WHAT YOU ARE ASKED TO DO: Your answer is every line of the material below in which the string "switched" occurs.

TASK MATERIAL:
PR #2190, opened 2024-09-02
Change CodyAuthenticationManager from project to application level service

pkukielka:
## Changes

After discussion with @danielmarquespt we decided account settings should be global, shared across all IntelliJ projects.

To reflect that fact I'm changing `CodyAuthenticationManager` to be APP level service instead of project level.
Notifications about account state change are pushed to all open projects.
All projects use shared storage, so changes done when project is closed are also properly loaded upon opening that project.

All relevant changes are in the `CodyAuthenticationManager`, all the rest is removal of unneeded `project` parameter.

## Test plan

**Scenario 1**
1. Sign-in with any account
2. Restart the IntelliJ
3. Make sure you are still logged in

**Scenario 2**
1. Sign-in with any account, add a few more
2. Restart the IntelliJ
3. Make sure you are still logged in, with the same account

**Scenario 3**
1. Sign-in with any account, add a few more
2. Switch account
3. Restart the IntelliJ
4. Make sure you are still logged in, with the same account you switched to

**Scenario 4**
1. Sign-in with any account, add a few more
2. Sign-out
3. Restart the IntelliJ
4. Make sure you are not logged in

**Scenario 5**
1. Sign-in with any account, add a few more
2. Switch account
3. Open a second IntelliJ project
4. Make sure in the second IntelliJ window you are logged in, with the same account you switched to

**Scenario 6**
1. Open two IntelliJ projects side by side
2. Open `Account` panel in both of them
3. Make sure that switching account in one of them causes switch to the same account on the second

**Scenario 7**
1. Open two IntelliJ projects side by side
2. Open `Account` panel in both of them and make sure they have active the same account
3. Close one of the instances
4. Switch account in the remaining instance
5. Close the second instance and open back the first one
6. Make sure account is properly switched

### DIFF
--- a/src/main/java/com/sourcegraph/config/CodyAuthNotificationActivity.java
+++ b/src/main/java/com/sourcegraph/config/CodyAuthNotificationActivity.java
@@ -25,7 +25,7 @@ public class CodyAuthNotificationActivity implements Activity {
 
   @Override
   public void runActivity(@NotNull Project project) {
-    CodyAccount activeAccount = CodyAuthenticationManager.getInstance(project).getAccount();
+    CodyAccount activeAccount = CodyAuthenticationManager.getInstance().getAccount();
     CodyAccountManager service =
         ApplicationManager.getApplication().getService(CodyAccountManager.class);
 
--- a/src/main/java/com/sourcegraph/find/browser/JSToJavaBridgeRequestHandler.java
+++ b/src/main/java/com/sourcegraph/find/browser/JSToJavaBridgeRequestHandler.java
@@ -42,7 +42,7 @@ public class JSToJavaBridgeRequestHandler {
     try {
       switch (action) {
         case "getConfig":
-          return createSuccessResponse(ConfigUtil.getConfigAsJson(project));
+          return createSuccessResponse(ConfigUtil.getConfigAsJson());
         case "getTheme":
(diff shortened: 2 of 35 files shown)


mkondratek:
Works properly according to the test plan. ✅ 

Personally I do not like **Scenario 6** and the constraint that I must have the same account in all the instances. I could have some conversation in one project and change the account in the other one. My discussion will disappear. Clearly, I can switch back to the original account and retrieve the chat from the history. However, it feels bad for me. I'd expect that account changes in one project does not affect my work in others. 

Why is it needed to have the account switching logic so linked b/w the projects?

mkondratek (approved):
I do not like this behavior but I am almost sure that the scenario of having multiple accounts is very rare. Probably we are the ones playing with it the most. 

Feel free to merge it if you are convinced.

pkukielka:
> Why is it needed to have the account switching logic so linked b/w the projects?

Both options have pros and cons. 
If we won't do that, then we should also require logging-in into each project separately, as mixing those models leads to confusion (e.g. what will happen when you sign-out)?
I think for most users 'login once - use everywhere' would be an expected behaviour. 
Using different accounts on different IJ instances indeed seems a rare and a bit bizarre scenario.

PR #2206, opened 2024-09-03
Fix windows build

pkukielka:
## Changes

Finally fixes windows gradle/pnpm build.

Couple of additional deps I had to install manually (but it could be due to my `node` version or some other setup detail):
`npx install gulp`
`npx install gulp-cli`
`npx install cross-env`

REPLY TO THE TASK:
4. Make sure you are still logged in, with the same account you switched to
4. Make sure in the second IntelliJ window you are logged in, with the same account you switched to
6. Make sure account is properly switched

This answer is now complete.